From a shifted and rescale logistic to log-logistic, rescale, back to standard-logistic

With inverses printed in blue and derivatives printed in red. You can see that the functions get simplified if possible, which is quite neat.

loc = 1
scale = 0.3
alpha = exp(loc)
beta = 1 / scale
d1 <- dist_logistic(loc, scale)
d2 <- exp(d1)
d3 <- d2^beta / alpha^beta
d4 <- log(d3)
data.frame(dist = c(d1,d2,d3,d4),
           labels = c('d1','d2','d3','d4'),
           inverse = sapply(fget(c(d1,d2,d3,d4),inverse), function(x) deparse(body(x))),
           deriv = sapply(fget(c(d1,d2,d3,d4),deriv), function(x) deparse(body(x)))) %>% 
ggplot() + 
  stat_slab(aes(xdist = dist, y = labels), limits = c(-8,8), normalize = "groups") +
  theme_ggdist() +
  geom_text(aes(label = inverse, y = labels), x = -5, vjust = -5, col = "blue") +
  geom_text(aes(label = deriv, y = labels), x = 5, vjust = -5, col = "red")

A pretty crazy transformation but it works

So I tried to push it as much as I could to break it with the following crazy transformation involving multiple custom nested functions, but it worked, and the derivative matches the output of WolframAlpha

### -------- a super complicated final case --------------
  # nested custom functions involved in further nested transformation
  inv_logit <- function(x) 1/(1 + exp(-x))
  coshsquared_inv_logit <- function(x) cosh(inv_logit(x))^2
  dist2 <- exp(2-1/log(2+coshsquared_inv_logit(d), base = 10)^(0.4+0.1))

  # get random values within the support and test the inverse
  lim <- field(support(dist2), 'lim')[[1]]
  v <- runif(10, lim[1], lim[2])
  res <- exp(2-1/log(2+coshsquared_inv_logit(v), base = 10)^(0.4+0.1))
  expect_equal(vec_data(dist2)[[1]]$inverse(res), v)

  # monstrous analytical derivative based on wolfram alpha
  an_deriv <- function(x) {
    term1 <- (log(10) * 10^(1/((log(x) - 2)^2)))
    term2 <- x * sqrt(10^(1/((log(x) - 2)^2)) - 3)
    term3 <- sqrt(10^(1/((log(x) - 2)^2)) - 2)
    term4 <- (log(x) - 2)^3
    term1 / (term2 * term3 * term4 * (acosh(term3) - 1) * acosh(term3))
  }

  all.equal(fget(dist2, deriv)(v), an_deriv(v))
#> TRUE

fget(dist2, inverse)
#> function (x) 
#> -log(1/acosh(sqrt(10^(1/(2 - log(x)))^2 - 2)) - 1)


 fget(dist2, deriv)
#> function (x) 
#> {
#>     .e1 <- 2 - log(x)
#>     .e3 <- 10^(1/.e1)^2
#>     .e5 <- sqrt(.e3 - 2)
#>     .e6 <- acosh(.e5)
#>     2.30258509299405 * (.e3/(x * (1/.e6 - 1) * .e1^3 * .e6^2 * 
#>         .e5 * sqrt(.e3 - 3)))
}

- works completely if only one transformation is applied

…ive functions from a distribution object - makes it much easier to test for me than having to type vec_data(dist)[[1]]$transform

venpopov · 2024-04-02T20:07:36Z

btw, I added a small utility function fget to avoid having to type vec_data(dists)[[1]]$inverse to get functions while I worked on this.

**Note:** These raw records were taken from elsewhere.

PR #1734, opened 2017-10-02
Typings improvement

vidartf:
Some progress on #1672, now stranded a bit. See also #1733.

PR #2528, opened 2019-08-07
Make more of lab manager dependencies optional

vidartf:
It would make the lab manager more reusable if it had fewer strict requirements. I kept the rendermime dependency strict, as I see no way to use it without this.

Other things that I added since they were related (see individual commits for split):
- Cleaned up use of types.
- Fixed an assign in `if` clause (should have been compare `===`).
- Added strict null checks to lab manager package.

If any of these auxiliary points are contentious at all, just say the word and I will split up the PR.

### DIFF
--- a/packages/jupyterlab-manager/src/plugin.ts
+++ b/packages/jupyterlab-manager/src/plugin.ts
@@ -157,8 +157,8 @@ export function registerWidgetManager(
  */
 const plugin: JupyterFrontEndPlugin<base.IJupyterWidgetRegistry> = {
   id: '@jupyter-widgets/jupyterlab-manager:plugin',
-  requires: [INotebookTracker, IRenderMimeRegistry, ISettingRegistry],
-  optional: [IMainMenu, ILoggerRegistry],
+  requires: [IRenderMimeRegistry],
+  optional: [INotebookTracker, ISettingRegistry, IMainMenu, ILoggerRegistry],
   provides: base.IJupyterWidgetRegistry,
   activate: activateWidgetExtension,
   autoStart: true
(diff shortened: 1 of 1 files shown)


packages/jupyterlab-manager/src/plugin.ts
```diff
@@ -168,17 +168,37 @@ function updateSettings(settings: ISettingRegistry.ISettings) {
...
-  });
+  if (settingRegistry !== null) {
+    settingRegistry.load(plugin.id).then((settings: ISettingRegistry.ISettings) => {
+      settings.changed.connect(updateSettings);
+      updateSettings(settings);
+    }).catch((reason: Error) => {
+      console.error(reason.message);
+    });
+
+    // Add a command for creating a new Markdown file.
```
jasongrout: This comment apparently was a copy-paste error originally.

packages/jupyterlab-manager/src/manager.ts
```diff
@@ -266,8 +266,8 @@ class WidgetManager extends ManagerBase<Widget> implements IDisposable {
    * Get the currently-registered comms.
    */
   async _get_comm_info(): Promise<any> {
-    const reply = await this._context.session.kernel.requestCommInfo({target: this.comm_target_name});
-    if (reply.content.status = 'ok') {
+    const reply = await this._context!.session.kernel!.requestCommInfo({target: this.comm_target_name});
+    if (reply.content.status === 'ok') {
```
jasongrout: Thanks for catching this!

jasongrout:
At first glance, this looks great!

vidartf:
Let's wait on a rebase after #1734 to make this diff smaller...

vidartf:
I cleaned up this PR a lot, so it should now be a lot quicker to review!

jasongrout:
Thanks!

I find it useful, but if you'd prefer not to have it in, I can remove it ;)

mjskay · 2024-04-03T00:22:11Z

Awesome!!

I have a couple of thoughts:

If the symbolic derivative fails, can it fall back silently to numerical differentiation, instead of printing a message? Or at least, can there be an option for such a mode? Currently it prints a message and then fails later if I call density(). From the {ggdist} side I would not want this message cluttering output when plotting, and I would want it to always still attempt the transformation later.
I worry that the approach of trying to compose a single inverse will be brittle for some complex functions. R semantics are so weird that I could see situations where if someone has done something with a function definition you don't expect, dropping its code into the middle of another function could fail in unexpected ways (e.g. what happens if a function has been constructed dynamically in a surrounding environment that contains some constants the function is using? If you drop the function body into the middle of another function, I don't think the constants would be evaluated in the correct environment).
Building on the last point, the approach of composing a single inverse then taking the derivative will not work in cases where {Deriv} can do derivatives of some of the inverses but not all of them, even if the user has supplied the derivatives {Deriv} cannot do.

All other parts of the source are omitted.